Scan the data below and state how many of its lines contain the word "homeData", giving only the figure.

==================================================

PR #199, opened 2022-10-22
LocationPage with 2 Apartment Cards

cyrus14:
### Summary 
Added two apartment cards to the corresponding location page.

This pull request is the first step towards finishing the location page.

- [x] implemented an app.get request that filters by location and called inside of LocationPage

### Test Plan 
Tested new apartment cards in browser.

image


jiayuangu762943 (approved):
Good job!

frontend/src/pages/LocationPage.tsx
```diff
@@ -40,7 +37,9 @@ const useStyles = makeStyles({
   },
 });
 
-const LocationPage = ({ data }: Props): ReactElement => {
+const LocationPage = (): ReactElement => {
+  const [homeData, setHomeData] = useState<CardData[]>([]);
```
thuypham03, line 41: This variable should not be named `homeData` as it's the one for data in homepage. It would be better if you name it `aptCards` or just `data`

==================================================

» **SOLUTION TO THIS EXERCISE**
2